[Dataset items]
★ ★ ★ ★

PR #1139, opened 2023-03-08
chore: propose new taxonomy for atomic commands

louis-bompart:
https://coveord.atlassian.net/browse/CDX-1358

------

[See the proposed file!](https://github.com/coveo/cli/blob/rfc/cli-taxonomy-v2/rfcs/0001-cli-atomic-taxonomy.md)

### DIFF
--- a/rfcs/accepted/0001-cli-atomic-taxonomy.md
+++ b/rfcs/accepted/0001-cli-atomic-taxonomy.md
@@ -1,0 +1,106 @@
+- Feature Name: Taxonomy for Atomic in the Coveo CLI
+- Start Date: 2023-03-08
+
+# Summary
+
+[summary]: #summary
+
+Create a one-stop-shop topic for CLI user that uses Atomic:
+
+- `atomic:deploy` alias `ui:deploy`
+- `atomic:init` would either 'run' `ui:create:atomic` or start a blank lib project `npm init @coveo/atomic-component-project`, depending on user input.
+- `atomic:cmp` would either `npm init @coveo/atomic-component` or `npm init @coveo/atomic-result-component`
+
+# Motivation
+
+[motivation]: #motivation
+
+With the addition of the Custom Component creation in the Coveo CLI, an issue arise:
+A user using atomic would have to navigate in at least 3 topics:
+
+- `ui`, for `ui:deploy`
+- `ui:create`, for `ui:atomic`
+- `tbd` for the custom components commands, or mix it up in `ui:create`.
+
+To avoid this confusion, we should have everything related to atomic present in an eponym topic (directly or as an alias)
+
+# Guide-level explanation
+
+[guide-level-explanation]: #guide-level-explanation
+
+An Oclif command can be aliased to another with minimal configuration:
+
+```ts
+import {Command, Flags} from '@oclif/core';
+
+export class ConfigIndex extends Command {
+  static aliases = ['config:index', 'config:list'];
+}
+```
+
+https://oclif.io/docs/aliases
+
+That work if the logic required by the alias is identical to the aliased command, otherwise, it is recommended to "break up the code so that it can be called directly" ([Oclif doc](https://oclif.io/docs/running_programmatically))
+
+# Reference-level explanation
+
+[reference-level-explanation]: #reference-level-explanation
+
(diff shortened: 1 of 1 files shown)


rfcs/0001-cli-atomic-taxonomy.md
```diff
@@ -0,0 +1,106 @@
...
+1. Add an alias on `ui:deploy`
+2. Refactor logic of `ui:create:atomic` in another file
+3. Create `atomic:init`.
+   - Flags: `type`, can be either `lib(rary)` or `app(lication)`. Optional.
+   - Args: `name`, name of the project. Required.
+   - Logic:
+     - if `type` undefined, ask the user what kind of project he want to init. Store in `type`
+     - then if `type` is `lib`, run `npm init @coveo/atomic-component-project <args.name>`
+     - then if `type` is `app`, run invoke the logic of `ui:create:atomic` that we refactored on step 2
+4. Create `atomic:init`.
```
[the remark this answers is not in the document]
louis-bompart: good catch 😂 copy pasted too fast

louis-bompart:
Based on #1141, here's what it would like for a user:

ThibodeauJF:
Why drop the ui: ? Otherwise I think it's clearer this way!

ThibodeauJF (approved):

louis-bompart:
> Why drop the ui: ? Otherwise I think it's clearer this way!

We would not drop the `ui:`, it's just aliasing.

> Deploy it for any project too it's not only atomic, so here it's just an alias?

At this stage, only a simple alias. If we see that more checks should be made specifically relative to the atomic:deploy, we would refactor the code to ensure `ui:deploy` still works, and `atomic:deploy` is enhanced

olamothe (approved):
What will end up appearing in the doc ?

When you explore the tree of available command with `--help`, how does the alias show up ?

louis-bompart:
> What version of the command will end up appearing in the doc ? The alias one or the "og" ?

Both will appear (so essentially the doc is 'duped')

> When you explore the tree of available command with `--help`, how does the alias show up ?

As any command might

rfcs/accepted/0001-cli-atomic-taxonomy.md
```diff
@@ -0,0 +1,106 @@
...
+
+# Summary
+
+[summary]: #summary
+
+Create a one-stop-shop topic for CLI user that uses Atomic:
+
+- `atomic:deploy` alias `ui:deploy`
+- `atomic:init` would either 'run' `ui:create:atomic` or start a blank lib project `npm init @coveo/atomic-component-project`, depending on user input.
+- `atomic:cmp` would either `npm init @coveo/atomic-component` or `npm init @coveo/atomic-result-component`
```
btaillon, line 12: I would prefer if we didn't try to shorten the word "component", and made this command use the full word: `atomic:component`. I don't feel like it's very obvious that `cmp` means "component".

rfcs/accepted/0001-cli-atomic-taxonomy.md
```diff
@@ -0,0 +1,106 @@
+- Feature Name: Taxonomy for Atomic in the Coveo CLI
+- Start Date: 2023-03-08
+
+# Summary
+
+[summary]: #summary
+
+Create a one-stop-shop topic for CLI user that uses Atomic:
+
+- `atomic:deploy` alias `ui:deploy`
```
btaillon, line 10: If we have to define one of those two as the "main" command and the other as an alias, I would prefer if we said "ui:deploy" is the main command and "atomic:deploy" is the alias, since AFAIK, `ui:deploy` is framework-agnostic.

btaillon (approved):
looks good

rfcs/accepted/0001-cli-atomic-taxonomy.md
louis-bompart: Alright, let's do both :D `atomic:component` and its alias `atomic:cmp`

rfcs/accepted/0001-cli-atomic-taxonomy.md
louis-bompart: Sorry I now noticed, I meant alias as a verb i.e. to alias something. Will clarify

PR #1140, opened 2023-03-08
chore: setup rfcs

louis-bompart:
Provide a minimal "how-to" rfcs.

Our RFC would be a bit like ADR (Architecture Decision Record), but I think the most important part is that when a non-trivial decision or a decision that we think might have an impact on the long run has to be made, it is done and associated with the code.


btaillon (approved):
makes sense IMO

PR #1141, opened 2023-03-08
feat(cli): implement atomic topic

louis-bompart:
https://coveord.atlassian.net/browse/CDX-1358

------

## Proposed changes

See #1139.

- [x] Add beta decorator on all `atomic:init` and `atomic:cmp`
- [x] Extract beta decorator in another PR (scoping) : #1150 (will need to rebase)
- [ ] #1150 merged

## Reviewing instructions:
This PR follows the steps described in the RFC.
The PR is not too long to be reviewed in one shot, but you'll have a butter smooth experience if you review it commit by commit.

I'll do the unit tests in four commits as described in the section below.

## Testing

- [x] Unit Tests:
  - [x]  `atomic:deploy`: skip or refactor `ui:deploy`: skip.
  - [x] `atomic:cmp`: ensure we call `spawnProcess` nicely.
  - [x] `atomic:init`: ensure we call the proper `createAtomicXYZ` function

★ ★ ★ ★

#### DIRECTIONS:
Quote exactly the first line of the entries and every line after it, stopping with the line that contains "(diff shortened: 1 of 1 files shown)".

#### ANSWER TO THE EXERCISE:
PR #1139, opened 2023-03-08
chore: propose new taxonomy for atomic commands

louis-bompart:
https://coveord.atlassian.net/browse/CDX-1358

------

[See the proposed file!](https://github.com/coveo/cli/blob/rfc/cli-taxonomy-v2/rfcs/0001-cli-atomic-taxonomy.md)

### DIFF
--- a/rfcs/accepted/0001-cli-atomic-taxonomy.md
+++ b/rfcs/accepted/0001-cli-atomic-taxonomy.md
@@ -1,0 +1,106 @@
+- Feature Name: Taxonomy for Atomic in the Coveo CLI
+- Start Date: 2023-03-08
+
+# Summary
+
+[summary]: #summary
+
+Create a one-stop-shop topic for CLI user that uses Atomic:
+
+- `atomic:deploy` alias `ui:deploy`
+- `atomic:init` would either 'run' `ui:create:atomic` or start a blank lib project `npm init @coveo/atomic-component-project`, depending on user input.
+- `atomic:cmp` would either `npm init @coveo/atomic-component` or `npm init @coveo/atomic-result-component`
+
+# Motivation
+
+[motivation]: #motivation
+
+With the addition of the Custom Component creation in the Coveo CLI, an issue arise:
+A user using atomic would have to navigate in at least 3 topics:
+
+- `ui`, for `ui:deploy`
+- `ui:create`, for `ui:atomic`
+- `tbd` for the custom components commands, or mix it up in `ui:create`.
+
+To avoid this confusion, we should have everything related to atomic present in an eponym topic (directly or as an alias)
+
+# Guide-level explanation
+
+[guide-level-explanation]: #guide-level-explanation
+
+An Oclif command can be aliased to another with minimal configuration:
+
+```ts
+import {Command, Flags} from '@oclif/core';
+
+export class ConfigIndex extends Command {
+  static aliases = ['config:index', 'config:list'];
+}
+```
+
+https://oclif.io/docs/aliases
+
+That work if the logic required by the alias is identical to the aliased command, otherwise, it is recommended to "break up the code so that it can be called directly" ([Oclif doc](https://oclif.io/docs/running_programmatically))
+
+# Reference-level explanation
+
+[reference-level-explanation]: #reference-level-explanation
+
(diff shortened: 1 of 1 files shown)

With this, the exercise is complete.